郭偉點點頭,看一眼林小溪,欲言又止。
我知趣地走開幾步,藉著避風點菸,回到陳萌的車裡,留下他們兩個說話。
關培山讓我送林小溪拜訪陳書記,而沒讓副組長郭偉代勞,這裡面自然有深意。但我不想想太多,明天就要過年了,管他什麼心思。
剛坐下,接到陳萌的電話,開口就問我:「打起來沒?」
我笑道:「你希望呢?」
陳萌淡淡地說:「打不打起來,都跟我沒關係。」
「哪你還問?」我逗著她說:「放心不下誰呢?」
陳萌想也沒想脫口而出:「放心不下你,可以不?」
我沒想到她會這麼說,窘了半響,才吞吞吐吐地說:「這麼可能!」
「有什麼不可能的?我是怕他們打起來傷到你,真傷到你呢,我怎麼跟微微交代?」陳萌說完就掛了電話。

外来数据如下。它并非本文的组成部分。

PR #4352, opened 2019-04-15
add .idea to .gitignore

Daniel217D:
### Remove auto generated .idea folder from project###
I think, it can be useful, because many people use development environments such as PhpStorm


timmywil:
Thanks for contributing, but `.idea` is one of many things that we could add to the project `.gitignore`. But the best place for this is your global gitignore.

PR #337, opened 2012-03-07
Add new SeriesGuide screenshots, update to Google play links

UweTrottmann:
Changed the screenshots on the samples page, updated all Android Market links on that page to Google play.


JakeWharton:
The website is stored in `website/resources/` in the `dev` branch and gets deployed automatically by maven (so this would be overwritten). I'd **really** appreciate if you'd make the changes there and submit a pull request against `dev` before 11:55PM PST so I can get it in the 4.0 release. I'm not sure I'll have time to do it manually before then.

JakeWharton:
I have no idea what timezone it is where you are. You're probably asleep...

JakeWharton:
Nevermind. I'm changing the samples page a bit until the full website rewrite.

UweTrottmann:
Got up early, is it too late yet? I'm Central European Time (Germany). My clock says it's close to eleven on PST.

JakeWharton:
I dropped screenshots for now from the samples page as they take far too long to get working properly and are far too manual of a process. They'll be part of an upcoming full-site rewrite with a mini-market place of ABS apps (hopefully).

JakeWharton:
You're still front and center (and bottom...) on the index.html though!

UweTrottmann:
Awesome :D I just saw the old screenshots and had to do something about that... The mini-market idea sounds great.
Maybe every app could also add a 'tag' in their description on 'Google Play' so you could search for ActionBarSherlock apps.

JakeWharton:
That's not a bad idea either. I'll have to experiment.

It's too bad the Market doesn't have a proper API for fetching screenshots and leading images and the like. Would make the creation of something like that super easy.

PR #344, opened 2012-03-08
Update some old links to Android Market

gentlecat:


JakeWharton:
Good eye! Thanks for updating the request. We'll have a .1 release soon enough that this will go out with.

PR #346, opened 2012-03-08
Replaced instance of Android Market with Play Market

veeti:
You forgot one instance of "Android Market" on the front page :p


JakeWharton:
This has already been addressed in the `dev` branch. Thanks for the pull request, though.

nelenkov:
It seems it's actually called the 'Play Store', although 'store' doesn't show up on https://play.google.com/store. The Android launcher shortcut is called 'Play Store' though. Go figure.

PR #350, opened 2012-03-09
Overflow menu doesn't get disabled in action mode

veeti:
The overflow menu (if any) can still be activated on 2.3 and below while in an action mode, unlike the native behavior. I've got a sample up [here](https://github.com/veeti/ABSActionModeInconsistency) and a 2-line fix that I _think_ works properly on this pull request.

我頓時就紅了臉,暗暗罵自己自作多情。人家陳萌現在是兩個男人拼著性命要搶的人,怎麼會在乎我?何況,我算是個有主的男人了。
既然她提到了黃微微,我再不打個電話過去,良心上實在對不起。
於是我摁下按鍵,聽著話筒裡傳來一陣《致愛麗絲》的輕音樂,頓覺通體舒泰。
「回來啦?」黃微微歡快地問。
我嗯了一聲。
「你知道我在哪裡?」她問我,吃吃地笑。
「你在哪裡?」我腦子裡一片空白,這大過年的,你不在家裡還能去哪裡?
「猜猜,猜到了,請你吃大餐。」黃微微調皮地笑,她的心情顯然很好,我能感受到她傳過來的快樂。
「我不吃大餐!」我說:「我想吃……。」
「你想吃什麼?」黃微微警覺地問。
我按住砰砰跳的心,壓低聲音說:「我想吃你。」
如此曖昧的表達,我們之間這是第一次。果然,黃微微像是被驚嚇到了,半天沒說話。良久,才輕聲說:「只要你猜到了,隨你。」
我腦子迅速轉了一圈,她這麼說,肯定不在自己家裡。但她不在自家,又會在哪裡呢?
難道在我家?一道靈光閃過,我幾乎不假思索脫口而出:「我不猜了。我知道了。」
黃微微急道:「你知道我在哪?」
我信心滿滿地說:「我當然知道。」
「知道你也得說。說不出,你別想。」她的樣子肯定嬌羞無比。黃微微就是一朵含羞草,我深知她的秉性。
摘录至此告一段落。